Crop farmers will have two program options to consider under the new Farm Bill. Option # 1 is Agricultural Risk Coverage (ARC) which covers the risk of the farmer not receiving targeted revenue between the 76% and 86% band. If "actual" revenues calculated by the USDA fall within this band, then the farmer will collect a payment. If revenues are greater than 86%, then no payment is made. If revenues are less than 76%, then the maximum 10% of benchmark revenue will be paid. However, there is an overall $125,000 per farmer ($250,000 for married farmers) limit. If the calculated payment is greater than $125,000/$250,000, it will be limited to this amount.
Option # 2 is Price Loss Coverage (PLC) in conjunction with a crop insurance Supplemental Coverage Option (SCO). PLC will make a payment if the calculated US average price for a crop falls below certain targets. For example, the corn target price is $3.70. If the price falls below this level, then a payment will be made. SCO provides additional county level insurance coverage that cannot exceed the difference between 86% and the coverage level in the individual policy. Since this is a form of crop insurance, there are no overall payment limits on the amount that can be received, however, unlike ARC, you must pay an additional premium for this coverage (although the USDA will cover 65% of the premiums cost). Only the payments received under PLC, if any, will be subject to the $125,000/$250,000 limit.
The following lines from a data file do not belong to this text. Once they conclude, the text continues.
PR #818, opened 2023-05-18
[Vue 3] Feat: add torrents modal

k4lu-0p:
Allows you to add one or more torrents to the queue via the AddModal.vue component

### DIFF
--- a/src/Pages/Dashboard.vue
+++ b/src/Pages/Dashboard.vue
@@ -15,21 +15,15 @@ definePage({
 const mainData = useMainData()
 
 const torrents = computed(() => {
-  const torrents: Torrent[] = []
+  // temp
+  const _torrents = Object.values((mainData.data.value?.torrents as any))
 
-  // const ts = mainData.data.value?.torrents
-  // for (let t in ts) {
-  //   let data = ts[t]
-  //   console.log(data)
-  //   // torrents.push(new Torrent({ ...data }))
-  // }
+  // if (isProduction()) return torrents
+  // if (import.meta.env.VITE_USE_FAKE_TORRENTS === false) return torrents
+  // const count = import.meta.env.VITE_FAKE_TORRENT_COUNT
+  // torrents.push(...generateMultiple(count))
 
-  if (isProduction()) return torrents
-  if (import.meta.env.VITE_USE_FAKE_TORRENTS === false) return torrents
-  const count = import.meta.env.VITE_FAKE_TORRENT_COUNT
-  torrents.push(...generateMultiple(count))
-
-  return torrents
+  return _torrents
 })
 </script>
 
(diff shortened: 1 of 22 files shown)


src/Pages/Dashboard.vue
```diff
@@ -15,21 +15,15 @@ definePage({
 const mainData = useMainData()
 
 const torrents = computed(() => {
-  const torrents: Torrent[] = []
+  // temp
+  const _torrents = Object.values((mainData.data.value?.torrents as any))
```
WDaan, line 19: Cool, but we should try to keep the typings as much as possible

src/composables/api/torrents.ts
```diff
@@ -1,19 +1,115 @@
...
+
+export const useTorrents = () => {
+
+  async function addTorrents(payload: AddTorrentsPayload): Promise<any> {
+    
+    let requestBody: FormData | URLSearchParams | null = null;
+    const files: File[] = payload.files
+
+    // Map params
+    const params: QbAddTorrentPayload = {
```
WDaan, line 59: This can probably be done a bit more efficient

WDaan (commented):
Sorry this took a while, public holidays and bussiness trip...

Awesome! thanks for picking this up. Can't wait to try this out.
We're still quite far away from actually moving over and releasing but at least we're making some progress.

src/composables/api/torrents.ts
```diff
@@ -1,19 +1,115 @@
...
+      autoTMM: payload.autoTMM,
+      category: payload.category?.name,
+      cookie: payload.category?.name,
```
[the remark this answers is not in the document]
WDaan: Thanks @Larsluph for taking a look at this as well

src/components/Modals/AddModal.vue
```diff
@@ -1,62 +1,354 @@
...
+const params = reactive<AddTorrentsPayload>({
+  urls: '',
+  files: [],
+  tags: [],
+  category: undefined,
+  directory: DEFAULT_DEST_FOLDER_PATH,
+  start: false,
+  autoTMM: false,
+  contentLayout: AppPreferences.ContentLayout.ORIGINAL,
+  stopCondition: AppPreferences.StopCondition.NONE,
```
Larsluph, line 51: Default value for these 3 is in settings

src/components/Modals/AddModal.vue
```diff
@@ -1,62 +1,354 @@
...
+
+const isFormValid = ref(false)
+const isDropAreaVisible = ref(false)
+
+const params = reactive<AddTorrentsPayload>({
+  urls: '',
+  files: [],
+  tags: [],
+  category: undefined,
+  directory: DEFAULT_DEST_FOLDER_PATH,
```
Larsluph, line 47: for this one, it would be awesome to update the value when the category is changed

Larsluph: mb, haven't seen the watch ^^

src/composables/api/torrents.ts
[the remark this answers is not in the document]
k4lu-0p: Oops! Thanks @Larsluph

WDaan:
Why closing? 😛 I'm sure we can use most of it?

k4lu-0p:
Sorry, issue with Git in my code editor, i'm fixing it

src/composables/api/torrents.ts
k4lu-0p: Qbit payload properties do not have a constant format. There's camelCase, snakeCase and so on... I can't see any other way of solving this problem. Do you have a suggestion?

src/components/Modals/AddModal.vue
k4lu-0p: settings/preferences are loaded when the modal has been opened

PR #844, opened 2023-06-01
perf: Merge MatchingArticles into RuleForm

### LINKED ISSUE #833: [Feature request] RSS Downloader rules creator in real-time
It would be nice to be able to see in real-time matching entities for selected feeds when creating/editing the rule for RSS Downloader. It works the same way on desktop GUI. This feature is very convenient as it allows to check if your rule is correct (especially while using regex).

Larsluph:
# Merge MatchingArticles into RuleForm [perf]

- Merged MatchingArticles modal into RuleForm modal
- Added save FAB to prevent scrolling to the bottom and ease quick edit for preview. (FAB is out of the modal for now as it is a fixed display, don't know if it can be improved atm)

Note: Disabled matching articles on xs devices and portrait, no idea how we are going to make it work flawlessly on small screens

Fixes #833

# PR Checklist

- [x] All Unit tests pass


WDaan:
Allright, great start!

Yes, getting a complex UI working on the smaller form factor is always tricky. You either build whole new UX which causes a lot of overhead or you're always running into small issues/glitches.

Larsluph:
yep that's why I kept it on landscape orientation so that it isn't too much effort if you only have a small device 😁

SCO is not available until the 2015 crop and if a farmer does not make an one-time timely election in 2014 between PLC and ARC, they are automatically enrolled in PLC and they WILL NOT receive any payment for the 2014 crop year. Also, if the farmer elects ARC coverage, then SCO is not available to the farmer for the 2014-2018 crop years.
For both county level ARC and PLC coverage, the payments are made based on 85% of your base acres for those crops enrolled. You an elect on a crop by crop basis between ARC and PLC for county coverage, however, if you want ARC coverage on your farm, you will need to enroll all crops into this program and any payments will be based upon 65% of base acres, not the higher 85%.
Until we see a premium schedule regarding the SCO option, it is probably a little tough right now to decide which coverage is best. Perhaps, larger operations may opt toward PLC with SCO to take advantage of no limits on crop insurance payments. Smaller farmers growing corn, wheat, and soybeans and related type crops would probably lean toward ARC at the county level.
Until we get guidance from the USDA, things are in a state of flux, but we will try to keep you posted.